Nature of the eval Function
A normal function takes an argument list where the arguments are separated by commas. In a normal function an argument is a value or a variable. However, with the eval function, the argument is an expression or a statement. The expression or statement is evaluated and the result is returned.

Now, there are different types of expressions, how does the eval function evaluate a particular type of expression and what is the nature of the return result? There are different types of statements, how does the eval function evaluate a particular type of statement and what is the nature of the return result? A string can have a value (in quotes); a string can have an expresson (in quotes); a string can even have a statement (in quotes). How does the eval function evaluate strings of different types and what is returned? Must the eval function return a visible result? Whatever is the result returned, how do you use it?

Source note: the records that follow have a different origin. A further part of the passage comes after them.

PR #220, opened 2025-08-28
Scopes: Refactor scopes tree decoding

nicolo-ribaudo:
Originally opened at https://github.com/szuend/source-map/pull/1. See https://github.com/tc39/ecma426/pull/196#issuecomment-3211293112.

I tried to make it a bit easier to see what is going on by:

- giving different names to the different SDOs that take care of parsing different data about the scopes
- getting all the data and then creating the Original Scope Record, rather than creating an Original Scope Record and then mutating it
- centralizing the "increment the index in the state and get the result" in a single AO

We could do something similar for TopLevelItemList.

### DIFF
--- a/spec.emu
+++ b/spec.emu
@@ -1775,59 +1775,58 @@
         </emu-clause>
       </emu-clause>
 
-        <emu-clause id="sec-DecodedOriginalScopeTrees" type="sdo">
-          <h1>
-            DecodedOriginalScopeTrees (
-              _state_: a Decode Scope State Record,
-              _names_: a List of Strings,
-            ): a List of either Original Scope Records or *null*
-          </h1>
-          <dl class="header"></dl>
-          <emu-grammar>
-            OriginalScopeItemList : OriginalScopeItemList `,` OriginalScopeItem
-          </emu-grammar>
-          <emu-alg>
-            1. Let _left_ be the DecodedOriginalScopeTrees of |OriginalScopeItemList| with arguments _state_ and _names_.
-            1. Let _right_ be the DecodedOriginalScopeTrees of |OriginalScopeItem| with arguments _state_ and _names_.
-            1. Return the list-concatenation of _left_ and _right_.
-          </emu-alg>
-          <emu-grammar>
-            OriginalScopeTreeItem: [empty]
-          </emu-grammar>
-          <emu-alg>
-            1. Return « *null* ».
-          </emu-alg>
-          <emu-grammar>
-            OriginalScopeTree :
-              OriginalScopeStart OriginalScopeVariablesItem? OriginalScopeItemList? `,` OriginalScopeEnd
-          </emu-grammar>
-          <emu-alg>
-            1. Let _start_ be the OriginalScopePosition of |OriginalScopeStart| with arguments _state_.[[ScopeLine]] and _state_.[[ScopeColumn]].
-            1. Let _name_ be the OriginalScopeName of |OriginalScopeStart| with arguments _state_.[[ScopeNameIndex]] and _names_.
-            1. Let _kind_ be the OriginalScopeKind of |OriginalScopeStart| with arguments _state_.[[ScopeKindIndex]] and _names_.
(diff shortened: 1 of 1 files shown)


nicolo-ribaudo:
I just noticed that this makes FlattenedScopes in post-order rather than pre-order, I need to fix that.

spec.emu
```diff
@@ -1755,159 +1775,170 @@
...
+            <dt>description</dt>
+            <dd>It returns the name referenced by _vlq_, considering it as a relative index in _names_.</dd>
+          </dl>
           <emu-alg>
-            1. Let _relativeKind_ be the VLQSignedValue of _kind_.
-            1. Set _state_.[[ScopeKindIndex]] to _state_.[[ScopeKindIndex]] + _relativeKind_.
-            1. Set _scope_.[[Kind]] to _names_[_state_.[[ScopeKindIndex]]].
+            1. Let _relativeIndex_ be the VLQSignedValue of _vlq_.
+            1. Let _index_ be AccumulateIndex(_accumulator_, _relativeIndex_).
+            1. If _index_ > the length of _names_, then
```
szuend, line 1938:
```suggestion
            1. If _index_ >= the length of _names_, then
```

Off-by-one?

spec.emu
```diff
@@ -1705,36 +1741,20 @@
...
+            1. Let _originalScopes_ be the DecodedOriginalScopeTrees of |OriginalScopeTreeList| with arguments _state_ and _names_.
+            1. Set _info_.[[Scopes]] to _originalScopes_.
           </emu-alg>
           <emu-grammar>
-            OriginalScopeTreeItem :
-              OriginalScopeTree
-          </emu-grammar>
-          <emu-alg>
-            1. Set _state_.[[ScopeLine]] to 0.
-            1. Set _state_.[[ScopeColumn]] to 0.
```
szuend, line 1728: Did this get ported over? I was not able to find the resetting of the scope line/column state in-between top-level original scopes.

szuend (changes requested):

spec.emu
```diff
@@ -1755,159 +1775,189 @@
...
+            1. Let _name_ be the OriginalScopeName of |OriginalScopeStart| with arguments _state_.[[ScopeNameIndex]] and _names_.
+            1. Let _kind_ be the OriginalScopeKind of |OriginalScopeStart| with arguments _state_.[[ScopeKindIndex]] and _names_.
+            1. Let _flags_ be the VLQUnsignedValue of |OriginalScopeStart|'s |ScopeFlags| nonterminal.
+            1. Let _originalScope_ be the Original Scope Record { [[Start]]: _start_, [[End]]: _start_, [[Name]]: _name_, [[Kind]]: _kind_, [[Variables]]: « », [[Children]]: « », [[IsStackFrame]]: *false* }.
+            1. Append _originalScope_ to _state_.[[FlatOriginalScopes]].
+            1. If _flags_ & 0x4 = 0x4, set _originalScope_.[[IsStackFrame]] to *true*.
+            1. If |OriginalScopeVariablesItem| is present, then
+              1. Set _originalScope_.[[Variables]] to the OriginalScopeVariables of |OriginalScopeVariablesItem| with arguments _state_.[[ScopeVariableIndex]] and _names_.
+            1. If |OriginalScopeItemList| is present, then
+              1. Set _originalScope_.[[Children]] to the DecodedOriginalScopeTrees of |OriginalScopeItemList| with arguments _state_ and _names_.
```
szuend, line 1832: Should this be `DecodeInnerOriginalScopeTrees`?

szuend (approved):

szuend:
Thanks! lgtm % a minor bug.

As a suggestion: We could flip the naming. So instead of having `DecodeOriginalScopeTree` and `DecodeInnerOriginalScopeTree`, we could do `DecodeTopLevelOriginalScopeTree` and `DecodeOriginalScopeTree`. It fits slightly better since we "execute" `DecodeInnerOriginalScopeTree` even for a top-level scope.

All these questions are answered in the tutorial series.

JavaScript and ECMAScript
JavaScript and ECMAScript are computer languages intended to solve the same problems. The continuous maintenance and development of JavaScript by an organization is not guaranteed. In other words, no organization is really responsible for the continuous maintenance and development of JavaScript. On the other hand, the continuous maintenance and development of ECMAScript, is the responsibility of the ECMA organization. So, everything being equal, the world will continue with ECMAScript as the standard for browser client script.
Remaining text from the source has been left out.